West Virginia University microbiologists have identified an antibody that can kill one of the most drug-resistant bacteria. Now, they want to determine whether it can be combined with other antibiotics to produce a potent treatment against infection.
The project focuses on the bacterium Pseudomonas aeruginosa, which causes a wide range of diseases including sepsis and pneumonia as well as other acute and chronic infections to the skin, eyes and lungs.
“This pathogen is becoming extremely highly resistant to antibiotics. There are even strains of P. aeruginosa that are resistant to all antibiotics available right now,” said Mariette Barbier, associate professor and chair of the Department of Microbiology, Immunology and Cell Biology in the WVU School of Medicine. “These problems make the treatment of P. aeruginosa infections particularly challenging.”

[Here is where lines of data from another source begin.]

PR #990, opened 2023-12-19
Make SOLT class inherit run method from TwelveTermModel to allow arbitrary thrus

floschl:
This is a follow-up PR from this PR #983 

To date, SOLT class does only accept flush thrus. This a modification to make SOLT class inherit run method from TwelveTermModel to allow arbitrary thrus, as discussed in #983 .

Docstrings were also adjusted.

### DIFF
--- a/skrf/calibration/tests/test_calibration.py
+++ b/skrf/calibration/tests/test_calibration.py
@@ -1229,16 +1229,10 @@ class SOLTTest(TwelveTermTest):
             wg.short(nports=2, name='short'),
             wg.open(nports=2, name='open'),
             wg.match(nports=2, name='load'),
-            None,
-            ]
-        actuals = [
-            wg.short(nports=2, name='short'),
-            wg.open(nports=2, name='open'),
-            wg.match(nports=2, name='load'),
-            wg.thru(),
+            wg.random(n_ports=2),
             ]
 
-        measured = [ self.measure(k) for k in actuals]
+        measured = [ self.measure(k) for k in ideals]
 
         self.cal = SOLT(
             ideals = ideals,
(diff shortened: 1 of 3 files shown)


skrf/calibration/tests/test_calibration.py
```diff
@@ -1229,16 +1229,10 @@ def setUp(self):
...
-        actuals = [
-            wg.short(nports=2, name='short'),
-            wg.open(nports=2, name='open'),
-            wg.match(nports=2, name='load'),
-            wg.thru(),
+            wg.random(n_ports=2),
             ]
 
-        measured = [ self.measure(k) for k in actuals]
+        measured = [ self.measure(k) for k in ideals]
```
Ttl, line 1235: This test previously tested that without specifying an ideal thru a flush thru is assumed. There isn't now a test for it and it's now the only difference between SOLT and TwelveTerm. I think this could be reverted. In `MultiportSOLTTest` it should be possible to replace thru with`wg.line` though.

floschl: done.

`SOLTTest `now tests again a flush thru if no ideal thru is given. `MultiportSOLTTest `tests against non-flush thru mismatch**line**mismatch

Ttl (approved):

jhillairet (approved):

jhillairet:
Thank you @floschl !

floschl:
You are welcome! Keep your great work up!

skrf/calibration/tests/test_calibration.py
arsenovic: great!

PR #991, opened 2023-12-20
Allow printing of Networks with empty frequency range

eendebakpt:
* Improve exception message for missing attribute
* Allow printing of Networks with empty frequency range
* Misc changes added by the ruff formatter

### DIFF
--- a/skrf/network.py
+++ b/skrf/network.py
@@ -946,7 +946,7 @@ class Network:
             ntwk.s = self.s[:, t0, t1]
             ntwk.z0 = self.z0[:, t0]
             return ntwk
-        raise AttributeError(f'{self} does not have attribute {name}')
+        raise AttributeError(f'object does not have attribute {name}')
 
     def __dir__(self):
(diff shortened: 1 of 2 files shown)


skrf/network.py
```diff
@@ -907,7 +904,11 @@ def __str__(self) -> str:
         if _z0.ndim < 2:
             z0 = _z0
         else:
-            z0 = self.z0[0, :]
+            if _z0.size > 0:
+                z0 = _z0[0, :]
+            else:
+                # empty frequency range
+                z0 = float('nan')
```
jhillairet, line 911: Did the previous version was an issue in some situation? If yes, could you add a dedicated test?

eendebakpt: @jhillairet I added a test. The problem occurs in case one creates a network with an empty frequency range. That should not happen often in practice, but it can happen and the representation method of the Network object should work in that case.

jhillairet (approved):

Issue #354, opened 2020-05-13
HFSS touchstone import leads to port with 0 ohms => issue with rf circuits


freakyuser-osm:
I've encountered an issue with HFSS touchstone files and there port impedance

Please find the touchstone file from the HFSS Spiral Inductor Example here:
[Spiral_Inductor_Microstrip_Spiral.zip](https://github.com/scikit-rf/scikit-rf/files/4621151/Spiral_Inductor_Microstrip_Spiral.zip)

When the imported network is directly plotted, everything works fine and gives the same results as in HFSS. But it seems like only one port has a 50 ohm impedance, the other one is 0 ohms. Is this an export issue of HFSS or an import issue from scikit-rf?

The wrong port impedance leads to issues, when the rf circuit feature is used, and gives thus wrong results. (Python gives some divided by zero error messages as well).

I've added some example code and the output graphs:
![Circuit_plot](https://user-images.githubusercontent.com/23432012/81799263-603fd480-9511-11ea-9314-982dda49bed9.png)
![S_params](https://user-images.githubusercontent.com/23432012/81799285-66ce4c00-9511-11ea-9bae-9b1320774725.png)

```
import skrf as rf
import matplotlib.pyplot as plt

fig= plt.figure(figsize=(16,6))
ax1 = fig.add_subplot(211)
ax3 = fig.add_subplot(212)

readnet = rf.Network('C:\\PATH\\Spiral_Inductor_Microstrip_Spiral.s2p')
print(readnet)
readnet.plot_s_db(ax=ax1)

freq = readnet.frequency
port1 = rf.Circuit.Port(freq, name='port1', z0=50)
port2 = rf.Circuit.Port(freq, name='port2', z0=50)

connexions = [
        [(port1, 0 ), (readnet,0)],
        [(readnet,1), (port2,0)],
]

resulting_circuit = rf.Circuit(connexions)

resulting_circuit.plot_graph(network_labels=True, network_fontsize=15,
               port_labels=True, port_fontsize=15,
              edge_labels=True, edge_fontsize=10)

resulting_network = resulting_circuit.network

resulting_network.plot_s_db(ax=ax3)
```

jhillairet:
Indeed I confirm. 

But the Touchstone file is weird: it's a 2 ports, but there are 4 values of Gamma and z0...

jhillairet:
[...]

Issue #753, opened 2022-09-11
Touchstone cannot parse Example 5 from Touchstone spec


NAThompson:
The [Touchstone spec](http://www.ibis.org/touchstone_ver2.0/touchstone_ver2_0.pdf) gives a few examples of certain representative touchstone files. Consider example 5, on page 11:

```
! 4-port S-parameter data
! Default impedance is overridden by the [Reference] keyword arguments
! Data cannot be represented using 1.0 syntax
[Version] 2.0
# GHz S MA R 50
[Number of Ports] 4
[Number of Frequencies] 1
[Reference] 50 75 0.01 0.01
[Matrix Format] Full
[Network Data]
5.00000 0.60 161.24 0.40 -42.20 0.42 -66.58 0.53 -79.34 !row 1
0.40 -42.20 0.60 161.20 0.53 -79.34 0.42 -66.58 !row 2
0.42 -66.58 0.53 -79.34 0.60 161.24 0.40 -42.20 !row 3
0.53 -79.34 0.42 -66.58 0.40 -42.20 0.60 161.24 !row 4
```

Now attempt to parse this:

```python
>>> from skrf.io.touchstone import Touchstone
>>> ts = Touchstone('example_5.ts')
Traceback (most recent call last):
  File "~/lib/python3.9/site-packages/skrf/io/touchstone.py", line 135, in __init__
    self.load_file(fid)
  File "~/lib/python3.9/site-packages/skrf/io/touchstone.py", line 280, in load_file
    values.extend([ float(v) for v in line.split() ])
  File "~/lib/python3.9/site-packages/skrf/io/touchstone.py", line 280, in <listcomp>
    values.extend([ float(v) for v in line.split() ])
ValueError: could not convert string to float: '[matrix'
```

jhillairet:
That's right, Touchstone format V2 is not yet supported. It's a good reminder that a support of the V2 should be great before releasing a version 1.0

Vinc0110:
Another user on the email list was stumbling across the missing touchstone v2 support: https://groups.google.com/g/scikit-rf/c/79ZOyQV8pxc

I think a UserWarning would be a good idea in such cases, so users know what the problem is. Of course, we should also start working on adding the v2 support.

@jhillairet Do you know if anyone has already started working on it?

jhillairet:
I'd like to support it before releasing v1.0.

As far as I know, nobody is working on it. It's in my to-do list, but if
someone wants to tackle it ;)

[...]

PR #993, opened 2024-01-03
Start touchstone 2 support

### LINKED ISSUE #400: Touchstone parser issues with Ansys touchstone 2.0 files
Hello,

There are some issues parsing Touchstone 2.0 files generated by HFSS/Network Explorer.  
An example of such file is:
[ansys_test.zip](https://github.com/scikit-rf/scikit-rf/files/5362864/ansys_test.zip)

I've noticed three problems.  One is that the parser doesn't support `[matrix format]` keyword that is used by Ansys (although it only seems to generate full matrices). 

The parser is sensitive to location of  `[number of ports]` keyword when there are HFSS port names in the comments.  The comments precede the keyword. The parser seems to check the port number before the `rank` variable is assigned. And  `rank` is not know up front because this is a .ts file.

This is a mixed port reference case where  `[reference]` spans multiple lines -- and has in-line comment -- but the parser doesn't handle this situation.

LR

FranzForstmayr:
This should close #400.


FranzForstmayr:
The guys who invented touchstone format should write their parsers theirself....

FranzForstmayr:
Does anyone use the `Touchstone` class itself without `Network`? Thinking about backward compatibilty...

FranzForstmayr:
#753 should also work now.

FranzForstmayr:
Mixed mode is not implemented yet.

FranzForstmayr:
Should fix #354 as well now.

FranzForstmayr:
from #354 

This file is marked as "Terminal data exported" but has only 1xN Port impedances....
https://github.com/scikit-rf/scikit-rf/blob/master/doc/source/examples/circuit/circuit_vi_Coaxial_T.s3p

This is why the notebooks are failing currently.

jhillairet (approved):
Amazing work, the new parser is very impressive! 

Some parts of it looks like magic to me, I'm discovering some Python syntax (like `self._parse_dict: dict[str, Callable[[str], None]] = {` etc). I wonder if you could add some comments here and there for future readers.

FranzForstmayr:
> Amazing work, the new parser is very impressive!

> Some parts of it looks like magic to me, I'm discovering some Python syntax (like self._parse_dict: dict[str, Callable[[str], None]] = { etc). I wonder if you could add some comments here and there for future readers.

Will do of course!

@jhillairet 
Any thoughts about this file?
https://github.com/scikit-rf/scikit-rf/blob/master/doc/source/examples/circuit/circuit_vi_Coaxial_T.s3p

jhillairet:
> @jhillairet Any thoughts about this file? https://github.com/scikit-rf/scikit-rf/blob/master/doc/source/examples/circuit/circuit_vi_Coaxial_T.s3p

Well, It's a very standard 2port solved in modal setup. Here is the same Touchstone exported with 2022.2. Any change with this one?

[circuit_vi_Coaxial_T.zip](https://github.com/scikit-rf/scikit-rf/files/13891478/circuit_vi_Coaxial_T.zip)

FranzForstmayr:
@jhillairet does it make any difference if you disable gamma export?
https://github.com/scikit-rf/scikit-rf/issues/354#issuecomment-627930213 we can see here NxN impedances but no gamma.

jhillairet:
> @jhillairet does it make any difference if you disable gamma export? 
Here are the different exports (also the recent "non standard Touchstone extensions for mixed reference impedances" option) 
[circuit_vi_Coaxial_T_2.zip](https://github.com/scikit-rf/scikit-rf/files/13893843/circuit_vi_Coaxial_T_2.zip)

jhillairet (approved):

PR #935, opened 2023-07-21
Using SI Units

jhillairet:
- use Hz instead of GHz as new default
- use second instead of nanosecond as new default

PR #1008, opened 2024-01-22
Set default f_unit to Hz

FranzForstmayr:
This is a follow up PR to #935.

The default unit meant to be changed from `ghz` to `hz`, but this was missed obviously.


jhillairet (approved):
Ho dear... My bad.

PR #1019, opened 2024-01-29
Remove white-space from directory name

mchristen-astranis:
`skrf_qtapps/skrf_qtwidgets/analyzers/driver development` contains a space in it which causes issues with installing `skrf` via https://github.com/bazelbuild/rules_python.

Moreover this is the only directory in the repo that contains a space, and as long as there is no particular reason to have a space here, it seems fine to rename in a way that removes the space.


FranzForstmayr:
I don't know Bazel, but it seems like a build tool. The qtapps are probably not needed in your application, maybe you can exclude them from the build completely?

mchristen-astranis:
> I don't know Bazel, but it seems like a build tool. The qtapps are probably not needed in your application, maybe you can exclude them from the build completely?

Thanks for the response, yep, Bazel is a build tool, https://bazel.build/. I'm working on an upstream patch for `rules_python` to also exclude directories with whitespace, but even if that does land, it seems like having a directory with whitespace isn't intentional and this would be a good change for scikit-rf? Or would y'all rather not update it?

jhillairet (approved):
OK, I have nothing against

mchristen-astranis:
It looks like I require approval for running the remaining CI checks?

mchristen-astranis:
Lovely thanks! This should be good to merge whenever works for y'all.

jhillairet (approved):

PR #1030, opened 2024-02-19
Remove some unused code

FranzForstmayr:


skrf/calibration/calibration.py
```diff
@@ -6429,14 +6421,12 @@ def convert_12term_2_8term(coefs_12term, redundant_k = False):
     Erf = coefs_12term['forward reflection tracking']
     Etf = coefs_12term['forward transmission tracking']
     Elf = coefs_12term['forward load match']
-    Eif = coefs_12term.get('forward isolation',0)
```
jhillairet, line 6432: I guess this one and Eir should be kept for reference.

skrf/network.py
```diff
@@ -845,7 +845,6 @@ def __getitem__(self, key: str | int | slice | Sized) -> Network:
         >>> d = b.s12
         """
 
-        a = self.z0  # HACK: to force getter for z0 to re-shape it (z0 getter has side effects...)
```
jhillairet, line 848: keep it?

FranzForstmayr: we removed the side effects in z0's getter, so it's not needed anymore.

jhillairet (approved):

PR #1033, opened 2024-02-26
Automatic vector fitting using pole adding and skimming algorithm

Vinc0110:
It took a while, now I finally managed to get it working: a fully automatic version of `VectorFitting.vector_fit()`, called `VectorFitting.autofit()`.

The implementation is based on the "vector fitting with adding and skimming" algorithm from this paper: 

> S. Grivet-Talocia and M. Bandinu, "Improving the convergence of vector fitting for equivalent circuit extraction from noisy frequency responses," in IEEE Transactions on Electromagnetic Compatibility, vol. 48, no. 1, pp. 104-120, Feb. 2006, DOI: https://doi.org/10.1109/TEMC.2006.870814

Advantages over regular vector fitting:
- No need to provide the number of poles, which can sometimes be very challenging. So this is very user friendly.
- The automatically fitted model can be very close to the optimum in terms of model order (lowest number of poles) and model error.
- Huge improvement in the fitting of noisy data, both in terms of model order and rate of convergence.
- Large number of optional parameters controlling the algorithm, so users can still have a lot of control and optimize for their data.

There is still a lot of testing to do, but here is a first comparison of the `Agilent_E5071B.s4p`:
- `vector_fit(1, 26): model order = 53, rms error = 0.0090`
- `autofit(): model order = 59, rms error = 0.0059`

agilent_vectorfit_1-26

agilent_autofit


Vinc0110:
Another comparison with `190ghz_tx_measured.S2P`:
- vector_fit(4, 4): model order = 12, rms error = 0.0147
- autofit(): model order = 15, rms error = 0.0140

190ghz_vectorfit_4-4

190ghz_autofit

Vinc0110:
I renamed it to `auto_fit()` to be more consist with `vector_fit()`. 

@jhillairet The code is ready now. I might add a dedicated unit test later, but feel free to merge this PR if you want to proceed with the release of v.0.32.0. Reviews are obviously welcome, but I realize the details are somewhat tricky.

Vinc0110:
What do you guys think about the return values from `auto_fit()`? Is it a good thing or is it annoying? 
The `vector_fit()` does not return anything and keeps those values stored in the respective class attributes. The are not fully compatible, but I can of course add some attributes to be filled only by `auto_fit()`...

jhillairet (approved):
LGTM. Nice documentation addition.

jhillairet:
> What do you guys think about the return values from `auto_fit()`? Is it a good thing or is it annoying? The `vector_fit()` does not return anything and keeps those values stored in the respective class attributes. The are not fully compatible, but I can of course add some attributes to be filled only by `auto_fit()`...

Well, ideally it seems better to me if the behaviour of these two functions are similar.

Vinc0110:
Ok, thanks! I decided to remove the return values altogether, as I'm not even sure they are really that useful.
So, I think I'm finished here for now.

jhillairet (approved):

PR #1037, opened 2024-03-03
8510 Fixes

jjoonathan:
Hi!

A few years back, I contributed an 8510 class for doing compound sweeps, but it happened at a bad time right before a refactor of the VNA classes. Life got in the way and I disappeared before I finished updating the code. Apologies for disappearing on you like that, but now I've got a new project with the 8510 and with it renewed time/motivation to work on this.

I am currently trying to figure out what VNA interface I should adapt my code to in order to maximize longevity. In a few months I will no longer have access to the 8510, so I would like to future-proof as much as practical. I started with the hp8510c.py I currently see in the project, but it has a number of basic problems that suggest it was written without the benefit of an 8510 to test against, so perhaps it is incomplete in other ways and not the best reference. I'd appreciate guidance on what to use as a "compatibility checklist/reference" for updating my code.

These patches suffice to  fix HP8510C get_snp_network([1]) and get_snp_network([1,2]), but they do spread some 8510-isms into places that might not want the complexity. For example, number of points is a string like '  2.01000000000E+02     \n', and this patchset contains updates to VNA.command to deal with that but I tend to suspect one-offing it in the 8510 class might be better from the view of isolating complexity. Is VNA.command important for metaprogramming somewhere or could I just define my own properties where convenient?

### DIFF
--- a/skrf/vi/validators.py
+++ b/skrf/vi/validators.py
@@ -11,7 +11,7 @@ from __future__ import annotations
 from typing import TYPE_CHECKING
 
 if TYPE_CHECKING:
-    from typing import Any, Sequence
+    from typing import Any, Sequence, Callable
 
 import re
 from abc import ABC, abstractmethod
@@ -116,7 +116,7 @@ class FreqValidator(Validator):
 
         else:
             try:
-                return int(arg)
+                return int(float(arg))
             except ValueError as err:
                 raise ValidationError("Could not convert {arg} to an int") from err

Infections usually occur in health care settings and spread from contact with contaminated surfaces or medical equipment and from person to person. People who are immunocompromised and those who had a recent surgery are most susceptible. People with the genetic disease cystic fibrosis also experience reoccurring P. aeruginosa infections.
While working to develop a vaccine to prevent the infection, Barbier and her team took a different direction by exploring whether immune system antibodies could be used in drug development.
“Our immune system makes really good antibodies that will clear the pathogen,” she said. “We want to know if we can use the immune system to our advantage. Instead of vaccinating people, we wonder if there is a way we can harvest those antibodies and use those as drugs for the treatment of infections.”
Normally, human antibodies stick to bacteria and trigger signals to the immune system telling it to get to work to clear the invasion. However, Barbier and researchers discovered an antibody produced by mice with the unique property of acting on its own.
“It actually kills the bacteria itself,” Barbier said. “If you just take the antibody and the bacteria and put them in a test tube, the bacteria die. That’s not something we knew antibodies could do and that has really opened our eyes in terms of the potential of antibodies as therapeutics.”
Researchers immunized mice with P. aeruginosa to teach their immune system to recognize the pathogen and make antibodies. They then isolated B cells, the ones that make the antibodies, and then developed methods to produce the antibodies to test them as drugs.
The antibody derived from the immortalized B cells that showed success among the hundreds tested is called WVDC-0496, short for West Virginia Vaccine Development Center.
Expanding on that research, Barbier and her team will assess WVDC-0496 to determine how it destroys bacteria and whether it will work as a therapeutic. The five-year study is supported by a $3.5 million grant from the National Institute of Allergy and Infectious Diseases.
Working with Barbier on the project are Heath Damron, associate professor in the Department of Microbiology, Immunology and Cell Biology in the WVU School of Medicine and director of the Vaccine Development Center; Emel Sen Kilic, a former WVU research assistant professor; and Spencer Dublin, a second-year doctoral student in the biomedical sciences program and a former laboratory technician and undergraduate researcher in Barbier’s lab. Additional students will be recruited to work with the study.
The project evolved from several discoveries made by the researchers over the past 15 years. As a doctoral student, Damron found ways to grow P. aeruginosa in stress conditions that caused it to mimic how it grows in the lungs of people with cystic fibrosis. Later, he and Barbier studied this growth condition. In the past three years, Dr. Jason Kang, a School of Medicine alumnus, continued the work of Damron and Barbier and isolated the antibodies with the novel function of being able to directly kill bacteria.
“We know that if this antibody is administered to mice, it can prevent them from dying of sepsis or pneumonia,” Barbier said. “What we don’t know is whether it could be used in combination with antibiotics or whether it would work against those strains that are extremely resistant to antibiotics.”
Dublin, a first-generation college student from Fairmont, will assist in the project to determine how the antibody functions and has already been testing how it interacts with different antibiotics.
“We actually have observed synergy between our antibody and select antibiotics that increase their function at even lower concentrations,” said Dublin, who will also serve as a mentor to other students who join the lab.
Barbier will partner with researchers from the University of Texas to determine whether the antibody can destroy P. aeruginosa in biofilms — a grouping of bacteria encased in molecules that act as a barrier against immune system antibodies.
“For example, P. aeruginosa causes biofilms in catheters and that’s a reason why some people develop bloodstream infections,” Barbier said. “Once biofilms form, they are very difficult to treat. We want to know if our antibodies can tackle this particularly challenging problem.”
In addition to understanding how WVDC-0496 works to kill bacteria, Barbier said she hopes the study will provide insight into the production of additional antibodies with similar functions against other multidrug-resistant organisms.
Editor’s note: The use of animals in this project was evaluated by the WVU Institutional Animal Care and Use Ethics Committee. WVU is voluntarily accredited by AAALAC, a national peer organization that establishes a global benchmark for animal well-being in science.